Nothing they said suggests this feedback is the most important thing to them,
they were only asking for a quick email.

------
kawsper
In our technical interviews, we asked the following questions to our
candidates:

\- Find the most frequent integer in an array

\- Find the common elements of two int arrays

\- The buying/selling stock question from
[https://www.interviewcake.com/question/java/stock-
price](https://www.interviewcake.com/question/java/stock-price) (slightly
modified, I removed the word efficient as I only care about a correct
solution, not the most efficient one, and we provided a data-set with a
correct answer).

They were asked to bring their own laptop, and use their favourite editor,
with the language of their own choosing, and setup a test environment.
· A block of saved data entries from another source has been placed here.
Issue #648, opened 2016-02-10
Support for Mediatek/Ralink WLAN


NeoRaider:
Ralink WLAN hardware does support VIFs, but
* no VIFs with IBSS (but AP + 11s works)
* only with sequential MAC addresses (the MAC addresses of all VIFs may only differ in the last 3 bits -> 8 VIFs are supported)

The MAC address scheme deployed by Gluon doesn't not generate sequential MAC addresses (the address of a single radio are counted in byte 2, different radios in byte 3). This was done to avoid address collisions (we have to deal with devices with only a single assigned MAC address, so devices bought together often have very similar MAC addresses).

We plan to fix this by generating a new base MAC address by applying a hash function to the real primary address, and derive the VIF addresses from this base address.

**Update:**

* The effective length of such a MAC prefix is 43bits, as the last 3 bits are variable, and 2 bits are fixed (unicast / locally administered). This yields a collision probablity of 1.4e-08 for 1000 prefixes and 1.4e-06 for 10000 prefixes.
* Using a single prefix for all interfaces of a node would work, as 8 addresses are enough even for nodes with two radios.
  * 8 addresses would suffice for 4 radios for AP+11s, and 2 radios for AP+IBSS+11s (which is not recommended anyways). No device we support has more than 2 radios, and using additional radios doesn't work without manual config (so requiring manual config of the MAC addresses wouldn't be a problem)
  * Non-wireless interfaces (mesh VPN, mesh-on-WAN/LAN) need addresses as well. Conveniently, it is possible to reuse AP VIFs' addresses for these interfaces, as APs don't participate in meshing directly, so their MAC addresses aren't visible to batman-adv.
  * Example configuration for the worst case:
    * 0: client0; mesh-vpn
    * 1: mesh0
    * 2: ibss0
    * 3: client1; mesh-on-wan
    * 4: mesh1
    * 5: ibss1
    * 6: mesh-on-lan
    * 7: unused

FreifunkUFO:
your expectations are wrong: at least some mediatek/ralink hardware support ad-hoc + vAP mode.

p.s. for the hardware which doesnt support that: gluon already has queckboxes for disabling mesh or vAP on the device!?

NeoRaider:
I've updated the issue description with a more detailed plan.

[...]

PR #715, opened 2016-04-01
Fix ralink-rt305x/vocore mac schema generation.

lemoer:
The VIF mac addresses in the ralink-rt305x chip must be sequential in
the last bits, since they are using a hardware mac filter.

1. Hash the original primary mac, since the addresses of devices bought
   together could be sequential in the last byte.

2. Increment the last byte for the VIF on the vocore (```generate_mac``` routine)

Implements #648

### DIFF
--- a/package/gluon-client-bridge/files/lib/gluon/upgrade/320-gluon-client-bridge-wireless
+++ b/package/gluon-client-bridge/files/lib/gluon/upgrade/320-gluon-client-bridge-wireless
@@ -21,13 +21,9 @@ local function configure_client(config, radio, index, suffix)
 
   uci:delete('wireless', name)
 
-  if index == 0 then
-    macaddr = util.generate_mac(0)
-  elseif index == 1 then
-    macaddr = util.generate_mac(3)
-  end
+  macaddr = util.generate_mac(3*index)
 
-  if config then
+  if config and macaddr then
     uci:section('wireless', 'wifi-iface', name,
       {
         device = radio,
--- a/package/gluon-client-bridge/files/lib/gluon/upgrade/320-gluon-client-bridge-wireless
+++ b/package/gluon-client-bridge/files/lib/gluon/upgrade/320-gluon-client-bridge-wireless
@@ -21,6 +21,12 @@ local function configure_client(config, radio, index, suffix)
 
   uci:delete('wireless', name)
 
+  if index == 0 then
+    macaddr = util.generate_mac(0)
+  elseif index == 1 then
+    macaddr = util.generate_mac(3)
+  end
+
   if config then
     uci:section('wireless', 'wifi-iface', name,
       {
@@ -28,7 +34,7 @@ local function configure_client(config, radio, index, suffix)
         network = 'client',
         mode = 'ap',
         ssid = config.ssid,
-        macaddr = util.generate_mac(2, index),
+        macaddr = macaddr,
         ifname = suffix and 'client' .. suffix,
         disabled = disabled,
       }
--- a/package/gluon-core/files/usr/lib/lua/gluon/util.lua
+++ b/package/gluon-core/files/usr/lib/lua/gluon/util.lua
@@ -84,6 +84,8 @@ end
 -- 6: mesh-on-lan
 -- 7: unused
 function generate_mac(i)
+  if i > 7 or i < 0 then return nil end -- max allowed id (0b111)
+
   local hashed = string.sub(hash.md5(sysconfig.primary_mac), 0, 12)
   local m1, m2, m3, m4, m5, m6 = string.match(hashed, '(%x%x)(%x%x)(%x%x)(%x%x)(%x%x)(%x%x)')
 
@@ -96,8 +98,6 @@ function generate_mac(i)
   -- It's necessary that the first 45 bits of the mac do
   -- not vary on a single hardware interface, since some chips are using
   -- a hardware mac filter. (e.g 'ramips-rt305x')
-
-  if i > 7 then return nil end  -- max allowed id (0b111)
 
   m6 = nixio.bit.band(m6, 0xF8) -- zero the last three bits (space needed for counting)
   m6 = m6 + i                   -- add virtual interface id
--- a/package/gluon-core/files/usr/lib/lua/gluon/util.lua
+++ b/package/gluon-core/files/usr/lib/lua/gluon/util.lua
@@ -72,35 +72,36 @@ function node_id()
 end
 
 -- Generates a (hopefully) unique MAC address
--- The first parameter defines the function and the second
--- parameter an ID to add to the MAC address
--- Functions and IDs defined so far:
--- (1, 0): WAN (for mesh-on-WAN)
--- (1, 1): LAN (for mesh-on-LAN)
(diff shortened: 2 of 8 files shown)


NeoRaider:
* *primary_mac* must not be changed; only derived MAC addresses should use the hash function.
* I don't see a reason why we should make this specific for the Vocore. Just do it unconditionally for all hardware.
* The sys.exec construction isn't very nice, we should rather use something based on *popen* or look for a pure Lua solution

lemoer:
That would also be possible... 

* I can move the _hash_mac_ call  into the _generate_mac_ function and remove the vocore specific checks. Would that  be ok?
* I think a pure lua solution would be too much for this problem. I also think _popen_ is better than _sys.exec_. Are there any reasons why we should prefer a pure lua or c version?

lemoer:
It turns out that I forgot a major disadvantage of the _popen_-function. It is only able to open a subprocess either with a reading **or** a writing pipe. Are there any other possibilities in lua to open a process with _stdin_ and _stdout_ at the same time?

NeoRaider:
@lemoer, you can stitch together an extended popen out of nixio calls, similar to the code of the autoupdater: https://github.com/freifunk-gluon/packages/blob/master/admin/autoupdater/files/usr/lib/lua/autoupdater/util.lua#L25 (which doesn't use stdout, but workarounds another limitation of popen).

I'd still prefer a solution that doesn't need any additional processes; for example, we could add Lua bindings for the MD5 implementation of libubox (as we don't really need a cryptographic hash here, MD5 should be completely sufficient); implementing a simpler hash function like SipHash or Jenkins hash in Lua might be another option.

package/gluon-core/files/usr/lib/lua/gluon/util.lua
```diff
@@ -81,12 +82,25 @@ end
...
+  local m1, m2, m3, m4, m5, m6 = string.match(hashed, '(%x%x)(%x%x)(%x%x)(%x%x)(%x%x)(%x%x)')
 
-  return string.format('%02x:%02x:%02x:%s:%s:%s', m1, m2, m3, m4, m5, m6)
+  m1 = tonumber(m1, 16)
+  m3 = tonumber(m3, 16)
+  m6 = tonumber(m6, 16)
+
+  m1 = nixio.bit.bor(m1, 0x02)  -- set locally administered bit
+  m1 = nixio.bit.band(m1, 0xFE) -- unset the multicast bit
+  m3 = (m3+i) % 0x100           -- add interface identifier
```
NeoRaider: Also incrementing the third byte will yield a higher collision change than the scheme suggested in #648, as each node will use two or three instead of one 45bit prefix.

I'd like to see this function to be changed to use only a single parameter *i* which defines the index, and all uses of it to be adjusted according to #648.

lemoer:
I've tried to implement your suggestion. Comments are welcome.

package/gluon-client-bridge/files/lib/gluon/upgrade/320-gluon-client-bridge-wireless
```diff
@@ -21,14 +21,20 @@ local function configure_client(config, radio, index, suffix)
 
   uci:delete('wireless', name)
 
+  if index == 0 then
+    macaddr = util.generate_mac(0)
+  elseif index == 1 then
+    macaddr = util.generate_mac(3)
+  end
+
```
NeoRaider: Just change this to `macaddr = util.generate_mac(index * 3)`, so at least when no IBSS is used, a third WLAN adapter can be supported without problems.

package/gluon-mesh-batman-adv-core/files/lib/gluon/upgrade/320-gluon-mesh-batman-adv-core-wireless
```diff
@@ -53,14 +53,20 @@ local function configure_ibss(config, radio, index, suffix, disabled)
       )
     end
 
+    if index == 0 then
+      macaddr = util.generate_mac(2)
+    elseif index == 1 then
+      macaddr = util.generate_mac(5)
+    end
+
```
NeoRaider: Again: change to `macaddr = util.generate_mac(index * 3 + 2)`

package/gluon-mesh-batman-adv-core/files/lib/gluon/upgrade/320-gluon-mesh-batman-adv-core-wireless
```diff
@@ -85,14 +91,20 @@ local function configure_mesh(config, radio, index, suffix, disabled)
       }
     )
 
+    if index == 0 then
+      macaddr = util.generate_mac(1)
+    elseif index == 1 then
+      macaddr = util.generate_mac(4)
+    end
+
```
NeoRaider: Again: change to `macaddr = util.generate_mac(index * 3 + 1)`

package/gluon-client-bridge/files/lib/gluon/upgrade/320-gluon-client-bridge-wireless
lemoer: I also thought about this... I decided to do it this way, because it could lead to missunderstandings. Somebody could try to generate a mac for the interface _ibss4_ and the collision could be undetected for a while...

Maybe something like this?:
``` lua
if index < 3 then
  macaddr = util.generate_mac(index * 3)
end
```

I think an empty mac is more conspicuous than a colliding..

NeoRaider: Let's go with the following:

Drop the `% 8` from *generate_mac*, instead just return *nil* when *i* is too big. Change the functions which may use invalid indexes not to generate a config section at all when *generate_mac* returned *nil*.

lemoer:
I think the idea is ok. I implemented it.

package/gluon-core/files/usr/lib/lua/gluon/util.lua
```diff
@@ -71,22 +72,37 @@ function node_id()
...
+  m6 = tonumber(m6, 16)
+
+  m1 = nixio.bit.bor(m1, 0x02)  -- set locally administered bit
+  m1 = nixio.bit.band(m1, 0xFE) -- unset the multicast bit
+
+  -- It's necessary that the first 45 bits of the mac do
+  -- not vary on a single hardware interface, since some chips are using
+  -- a hardware mac filter. (e.g 'ramips-rt305x')
+
+  if i > 7 then return nil end  -- max allowed id (0b111)
```
NeoRaider: Maybe move this to the top?

NeoRaider: For the sake of completeness, checking the lower bound of 0 should also be added.

lemoer:
bump.

NeoRaider:
Looks good now. If you have tested this on a ralink-based system, we can merge this.

Please also squash this into a single commit (maybe with a less misleading commit message, as we're changing the MAC address schema for all hardware.)

NeoRaider:
I'll just do the squash myself, as Github recently gained a feature for that :)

It was an eye-opening experience to see how different the responses were, also
how few that could actually solve the first two ones, I subscribe most of this
to pressure to perform, but I think we at dodged two that was really good at
talking, but had never opened their editor for at least a couple of years,
despite their resume stating otherwise, and when asked about it they did
programming every day.

I am all for finding better ways of interviewing for new engineers, and I
really like their points about communication, but I am not sure giving them
access to master and start hacking around is a fair challenge either, of
course that is where the pairing aspect comes in, maybe it is worth a shot for
our next round.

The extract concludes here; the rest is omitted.